Deux semaines de négociations entre le régime
issu du coup d'Etat du 30 avril 1999 et un regroupement de
petits partis d'opposition n'ont pas abouti à
l'ouverture souhaitée par certains partisans du
colonel Azali, mais vivement rejetée par d'autres.
Ces négociations étaient menées
grâce à la médiation d'une mission de la
Francophonie conduite par le Nigérien André
Salifou, pour tenter de rapprocher les positions entre le
pouvoir et l'opposition.
Ce nouveau gouvernement comprend, outre M. Madi, 13
ministres, dont huit nouveaux.
M. Madi, qui avait été nommé à
la place de M. Bianrifi Tarmidi, a éprouvé les
pires difficultés à composer son
équipe.
La CSN (Coordination de Salut National), la coalition
de petits mouvements politiques qui soutient le pouvoir du
colonel Azali, n'appréciait guère une
ouverture en direction de l'opposition,
considérée pourtant comme décisive par
une partie des officiers.
"Nous avons préparé le dîner et ce sont
nos adversaires qu'on voudrait inviter à la table des
convives", ironisait un membre de la CSN.
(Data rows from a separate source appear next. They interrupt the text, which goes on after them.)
Issue #175, opened 2019-01-23
age key is jumping off page when looked at on small computer screen


polly64:

tomalrussell:
Max height of legend needs limiting on small-height screens (possibly using `vh` units instead of `rem`? or add a media-query?).

Here's a screenshot of the problem:
![image](https://user-images.githubusercontent.com/2762769/53800316-5ba68600-3f34-11e9-93a4-49d16307e437.png)

Fix should be CSS-only - https://github.com/tomalrussell/colouring-london/blob/master/app/src/frontend/legend.css#L36

martin-dj:
Fix submitted to feature branch which seems to have resolved the issue on small screens.

tomalrussell:
Closed by #225

PR #225, opened 2019-03-14
Fix for issue #175-age key is jumping off page when looked at on smal…

martin-dj:
…l computer screen. Set max-height to 50 vh.


tomalrussell:
Closes #175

Les partisans de l'ouverture vers l'opposition estimaient
quant eux qu'elle constituerait une condition
nécessaire pour une sortie honorable de
l'armée de la crise institutionnelle.
La nomination de ce gouvernement "fermé", selon un
membre de l'opposition, intervient alors que la crise
séparatisme ouverte par la déclaration
unilatérale de l'île d'Anjouan en 1997, n'a
toujours pas trouvé de solution. Les travaux
piétinent entre représentants des trois
îles qui formaient l'ancienne République
Fédérative Islamique des Comores (RFIC)
chargés d'élaborer une nouvelle constitution
plus fédéraliste, en vertu d'un accord de
réconciliation signé le 28 août dernier
entre les pouvoirs militaires de Moroni et d'Anjouan.